Source data START

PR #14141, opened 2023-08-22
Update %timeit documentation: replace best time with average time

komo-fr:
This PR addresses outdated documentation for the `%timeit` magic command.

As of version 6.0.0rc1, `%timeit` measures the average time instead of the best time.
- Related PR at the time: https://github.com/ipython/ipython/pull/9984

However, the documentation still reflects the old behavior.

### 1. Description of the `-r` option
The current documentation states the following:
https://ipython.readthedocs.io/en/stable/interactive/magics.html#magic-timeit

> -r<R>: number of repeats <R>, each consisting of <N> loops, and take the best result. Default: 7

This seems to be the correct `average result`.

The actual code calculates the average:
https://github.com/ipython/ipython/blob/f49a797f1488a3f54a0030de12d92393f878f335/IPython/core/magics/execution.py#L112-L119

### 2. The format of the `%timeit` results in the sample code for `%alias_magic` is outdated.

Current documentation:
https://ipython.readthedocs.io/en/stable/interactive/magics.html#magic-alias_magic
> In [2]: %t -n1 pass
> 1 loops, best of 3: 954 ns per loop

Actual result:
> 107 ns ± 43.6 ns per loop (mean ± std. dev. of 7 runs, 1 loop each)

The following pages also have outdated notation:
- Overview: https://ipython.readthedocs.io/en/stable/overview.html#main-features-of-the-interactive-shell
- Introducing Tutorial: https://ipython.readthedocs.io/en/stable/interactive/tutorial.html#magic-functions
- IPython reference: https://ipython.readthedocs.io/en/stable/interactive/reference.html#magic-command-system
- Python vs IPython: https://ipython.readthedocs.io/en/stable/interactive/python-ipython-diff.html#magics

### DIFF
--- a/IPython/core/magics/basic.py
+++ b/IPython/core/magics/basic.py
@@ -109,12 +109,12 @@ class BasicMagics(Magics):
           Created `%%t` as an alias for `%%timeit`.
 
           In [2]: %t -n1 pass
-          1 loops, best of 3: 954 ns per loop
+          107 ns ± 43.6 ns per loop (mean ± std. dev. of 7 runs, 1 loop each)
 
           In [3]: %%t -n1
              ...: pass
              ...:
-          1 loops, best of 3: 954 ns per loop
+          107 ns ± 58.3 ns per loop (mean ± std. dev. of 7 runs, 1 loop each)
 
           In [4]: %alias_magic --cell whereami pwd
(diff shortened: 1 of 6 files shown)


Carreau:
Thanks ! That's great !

Source data END
Source data START

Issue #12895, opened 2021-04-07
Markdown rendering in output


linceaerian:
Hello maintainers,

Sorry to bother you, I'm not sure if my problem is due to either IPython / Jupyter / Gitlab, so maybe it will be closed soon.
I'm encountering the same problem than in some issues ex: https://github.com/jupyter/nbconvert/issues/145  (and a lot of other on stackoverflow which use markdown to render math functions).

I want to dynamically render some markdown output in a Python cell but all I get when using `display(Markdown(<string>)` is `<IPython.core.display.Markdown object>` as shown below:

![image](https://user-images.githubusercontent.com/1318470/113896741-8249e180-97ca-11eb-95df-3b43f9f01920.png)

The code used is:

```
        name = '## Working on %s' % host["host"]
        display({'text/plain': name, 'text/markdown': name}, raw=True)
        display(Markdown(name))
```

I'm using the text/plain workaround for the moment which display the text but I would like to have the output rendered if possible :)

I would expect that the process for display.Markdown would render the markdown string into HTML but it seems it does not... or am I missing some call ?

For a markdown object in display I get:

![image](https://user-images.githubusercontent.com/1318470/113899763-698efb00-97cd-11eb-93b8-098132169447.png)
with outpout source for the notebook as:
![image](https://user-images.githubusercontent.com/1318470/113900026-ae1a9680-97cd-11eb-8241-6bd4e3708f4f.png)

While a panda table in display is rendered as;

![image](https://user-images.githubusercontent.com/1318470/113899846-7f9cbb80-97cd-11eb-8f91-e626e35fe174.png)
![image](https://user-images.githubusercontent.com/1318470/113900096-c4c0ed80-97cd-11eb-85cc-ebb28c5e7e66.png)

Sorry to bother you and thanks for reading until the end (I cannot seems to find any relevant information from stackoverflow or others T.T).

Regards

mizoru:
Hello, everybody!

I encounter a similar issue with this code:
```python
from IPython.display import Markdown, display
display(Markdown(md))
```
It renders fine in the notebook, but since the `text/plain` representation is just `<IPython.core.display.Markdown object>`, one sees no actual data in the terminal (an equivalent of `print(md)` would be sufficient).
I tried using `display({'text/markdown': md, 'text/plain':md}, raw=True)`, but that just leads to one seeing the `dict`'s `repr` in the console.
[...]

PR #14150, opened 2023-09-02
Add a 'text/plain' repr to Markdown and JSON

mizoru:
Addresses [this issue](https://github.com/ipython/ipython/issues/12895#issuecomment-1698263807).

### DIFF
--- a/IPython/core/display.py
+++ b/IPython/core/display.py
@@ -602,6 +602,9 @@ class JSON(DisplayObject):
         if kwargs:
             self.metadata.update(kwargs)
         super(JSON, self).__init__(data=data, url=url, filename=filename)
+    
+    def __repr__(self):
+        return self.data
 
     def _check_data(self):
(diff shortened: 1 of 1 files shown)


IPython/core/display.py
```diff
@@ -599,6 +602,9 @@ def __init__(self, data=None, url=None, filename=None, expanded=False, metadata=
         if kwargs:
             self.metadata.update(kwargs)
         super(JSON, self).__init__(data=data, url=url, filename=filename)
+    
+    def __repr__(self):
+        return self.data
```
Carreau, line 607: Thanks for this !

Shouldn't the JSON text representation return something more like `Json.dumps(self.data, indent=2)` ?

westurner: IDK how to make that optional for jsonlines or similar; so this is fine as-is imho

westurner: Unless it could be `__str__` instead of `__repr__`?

Source data END
Source data START

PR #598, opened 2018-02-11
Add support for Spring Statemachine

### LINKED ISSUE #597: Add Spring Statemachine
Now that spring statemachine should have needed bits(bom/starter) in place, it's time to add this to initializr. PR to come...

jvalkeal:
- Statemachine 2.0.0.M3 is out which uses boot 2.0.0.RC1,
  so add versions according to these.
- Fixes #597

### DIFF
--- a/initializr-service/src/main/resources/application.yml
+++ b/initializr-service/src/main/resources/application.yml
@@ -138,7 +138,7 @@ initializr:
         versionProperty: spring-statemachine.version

Source data END

From the records above, copy only the lines starting with the line that holds "--- a/IPython/core/magics/basic.py" and going on through the line that holds "Thanks ! That's great !", exactly as written.

▶ _Task answer_
--- a/IPython/core/magics/basic.py
+++ b/IPython/core/magics/basic.py
@@ -109,12 +109,12 @@ class BasicMagics(Magics):
           Created `%%t` as an alias for `%%timeit`.
 
           In [2]: %t -n1 pass
-          1 loops, best of 3: 954 ns per loop
+          107 ns ± 43.6 ns per loop (mean ± std. dev. of 7 runs, 1 loop each)
 
           In [3]: %%t -n1
              ...: pass
              ...:
-          1 loops, best of 3: 954 ns per loop
+          107 ns ± 58.3 ns per loop (mean ± std. dev. of 7 runs, 1 loop each)
 
           In [4]: %alias_magic --cell whereami pwd
(diff shortened: 1 of 6 files shown)


Carreau:
Thanks ! That's great !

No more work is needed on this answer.